Выйдя из ворот острога, Достоевский и Дуров (что сделали с его товарищем эти проклятые годы! — словно не четыре, а сорок прошло: был молодым, веселым, бодрым, теперь седой, почти старик, одышка, едва передвигает больные ноги) оба направились в дом офицера Константина Ивановича Иванова, женатого на дочери Полины Егоровны Анненковой — Ольге Ивановне. Они-то и пригласили вчерашних каторжников пожить у них до следующего пути.
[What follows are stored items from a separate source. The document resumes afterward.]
PR #2139, opened 2022-03-02
[FIX] User correctly re-directed to landing-page after signup

TiBiBa:
**Description**
Currently the user is only re-directed to the landing page after clicking the verification link sent by mail. However, the user is also automatically logged in after the signup but in this case they are redirected to the programs page. This doesn't make any sense and in this PR we fix this by always redirecting to the landing page on signup. We also fix a crucial bug where the `remember_current_user()` function looked for the `lang` value in the db to get the user language, but this is stored as `language` so nothing is found. It is a miracle that we didn't have issues with this as this function is used by a lot of functionality.

**Fixes**
No related issue.

**How to test**
This can actually be tested locally. Create an account and verify that you are automatically re-directed to the landing page. Also verify that the language of the landing page is according to the user set language.

**Checklist**
  

Felienne (approved):
Works!! 
image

Удивительные ощущения: шли с желтыми тузами на спинах, без кандалов и впервые одни — без конвоя. А когда Достоевского уложили спать — не на голые нары — в кровать, когда он вдруг ощутил забытую белоснежную свежесть постели, такая щемящая радость переполнила его, что он не рассудком, всем существом своим поверил наконец: свободен. И какое счастье — побыть наконец одному! И как не поделиться радостью, переполняющей его, с печальницей его и другом — Натальей Дмитриевной Фонвизиной: «...как я рад, что в душе моей нахожу еще надолго терпения, что благ земных не желаю и что мне надо только книг, возможности писать и быть каждодневно несколько часов одному. О последнем я очень беспокоюсь. Вот уж скоро пять лет, как я под конвоем * в толпе людей, и ни одного часу не был один. Быть одному — это потребность нормальная, как пить и есть, иначе в насильственном этом коммунизме сделаешься человеконенавистником. Общество людей сделается ядом и заразой, а вот от этого-то нестерпимого мучения я терпел более всего в эти четыре года. Были и у меня такие минуты, когда я ненавидел всякого встречного, правого и виноватого, и смотрел на них, как на воров, которые крали у меня мою жизнь безнаказанно. Самое несносное несчастье — это когда сделаешься сам несправедлив, зол, гадок; сознаешь все это, упрекаешь себя даже — и не можешь себя пересилить. Я это испытал... Я думаю, в вас, как в женщине, гораздо более было силы переносить и прощать...»

* Достоевский имеет в виду и восемь месяцев заключения в Петропавловке.